Comfort! When you ask a designer, furniture buyer, magazine editor, advertising agency, customer what do we want when it comes to our homes the first answer is always comfort. I'm it's biggest ambassador, comfy sofa, comfy chair, comfy bed, comfy bath, comfy pillows, comfy shoes, comfy trousers. Some say to live in casual comfort is the Holy Grail. BUT is comfort - the thing we strive so hard to achieve - our downfall for a healthy life?
If you are plonked on a sofa, bed, or chair right now American scientists claim you probably have "sitting disease". Apparently we are not moving our bodies enough. Australia is ranked fifth among advanced nations in terms of obesity
after the United States, Mexico, New Zealand and Chile, according to the
OECD. The Wellness Index, compiled by polling firm Roy Morgan Research and an initiative of health company Alere, have found over the last five years 736,000 more adults are now obese in Australia.
Is having a super comfy sofa with slubby cushions and chunky throws causing us to prolong, morning-to-bedtime sitting? Doctors call it sedentary
living and research claims it to play a significant role in many
of the most troublesome health issues of our time, from obesity and heart disease to diabetes to depression. I shudder the amount of hours I have wasted lying on my sofa watching crappy TV.

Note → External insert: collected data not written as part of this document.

PR #1899, opened 2023-04-06
add logs for home az monitor

ZetaoZhuang:
**Reason for Change**:

**Issue Fixed**:

**Requirements**:

- [ ] includes documentation
- [ ] adds unit tests

**Notes**:


cns/restserver/homeazmonitor.go
```diff
@@ -144,17 +144,33 @@ func (h *HomeAzMonitor) Populate(ctx context.Context) {
...
 			Message:    msg,
 		},
 		HomeAzResponse: homeAzResponse,
 	}
+	h.logHomeAzResponse(resp)
 	h.updateCacheValue(resp)
 }
 
+// logHomeAzResponse logs HomeAz Response
+func (h *HomeAzMonitor) logHomeAzResponse(resp cns.GetHomeAzResponse) {
```
ashvindeodhar, line 159: Hey Zetao, thinking more on this, I think we should log the HomeAzResponse everytime ( not just when it gets updated ). That's because, we may lose the AZ log if it doesn't change ( which it shouldn't ) for long time. Having that log would be beneficial.

cns/restserver/homeazmonitor.go
```diff
@@ -144,17 +144,33 @@ func (h *HomeAzMonitor) Populate(ctx context.Context) {
...
 func (h *HomeAzMonitor) update(code types.ResponseCode, msg string, homeAzResponse cns.HomeAzResponse) {
-	log.Debugf(msg)
 	resp := cns.GetHomeAzResponse{
 		Response: cns.Response{
 			ReturnCode: code,
 			Message:    msg,
 		},
 		HomeAzResponse: homeAzResponse,
 	}
+	h.logHomeAzResponse(resp)
```
ashvindeodhar, line 154: In the log line can you prepend with [HomeAzMonitor] ?

cns/restserver/homeazmonitor.go
ZetaoZhuang: that is right. I will update this

ashvindeodhar: we don't need the func body below. We should just print the resp struct here.

ZetaoZhuang: but in this way we can log it as error when there have errors in refreshing home az

ashvindeodhar: I would keep the logging simple. Since we already have logic in DNC to identify mismatch on the home AZ we can add alerting there

ashvindeodhar (approved):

Until recently, experts considered the antidote to sitting disease to be
formal exercise sessions. But new research is turning that thinking on
its head. As it turns out, just being up and about throughout the day
can be healthier for you than doing a rigorous workout, then sitting the
rest of the time. This then raises the serious question would we be more likely to get up and move around our home if we didn't strive for our cosseted home to be so damn comfortable?
Last year I met a young successful Sydney architect
Kelvin Ho, for
Sunday Life Magazine, who refused to have a sofa in his home. When he watched the tellie he sat on an uncomfortable wooden stool. He believed by not owning a sofa he would watch what he wanted and wasn't enticed to keep watching. Not having anywhere to really chill out except for the bed he was forced to go outside to surf, cycle, catch up with friends and entertain around his dining table. Kelvin did however give into a designer linen sofa eventually when a serious girlfriend (now his wife) came on the seen.
Perhaps there is something in the idea of minimalist design favoured by the Japanese and British architects
John Pawson and
David Adjaye. The fewer pieces of furniture we have in our home the more likely we will move around than plonking ourselves in one spot.
New York architects Shusaku Arakawa and Madeline Gins who founded
Reversible Destiny Foundation dedicated their life work in aiming to create homes that reduce the aging process and prevent death. "People, particularly old people, shouldn't relax and sit back to help
them decline," he insists. "They should be in an environment that
stimulates their senses and invigorates their lives." Arakawa died at age 73 in 2010 flawing his philosophy of transhumanism, or reversible destiny. The thing is I still think there is something in their radical ideas.
The Tokyo Reversible Destiny Loft In Memory of Helen Keller is the eccentric but thought provoking work by Arakawa + Gins. The space isn't designed for furniture. Using natural landscapes as inspiration seating areas are incorporated into the floor. Residents have included hammocks and swings into their homes.
Arakawa + Gins believe to achieve everlasting life our homes should be inconvenient, uncomfortable and stimulate the senses far beyond what we are used to in our daily lives, keeping us nimble. Their work has steeply sloped floors that threaten to send visitors hurtling into its kitchen; more than three dozen paint
colors; level changes meant to induce the sensation of being in two
places at once; windows that seem too high or too low; oddly angled
light switches and outlets; and an absence of doors that would
permit occupants even a modicum of privacy.
In Tokyo one of the tenants in their famous Reversible Destiny lofts says he feels a little younger living in the building. Nobutaka
Yamaoka, who moved in with his wife and two children about two years
ago, says he has lost more than 20 pounds and no longer suffers from hay
fever, though he isn't sure whether it was cured by the loft.
Lets face it though their work is ugly and I personally wouldn't like to live in a house like this. However just like a couture runway show we can learn from and introduce the ideas into our designs in a much more aesthetic and realistic way.
I know this all might seem a little crazy but the fact there is an alarming amount of people in the western world overweight we need to look at solutions in getting us to move around more. And you know what they say when you want to fix something up - always start at home first.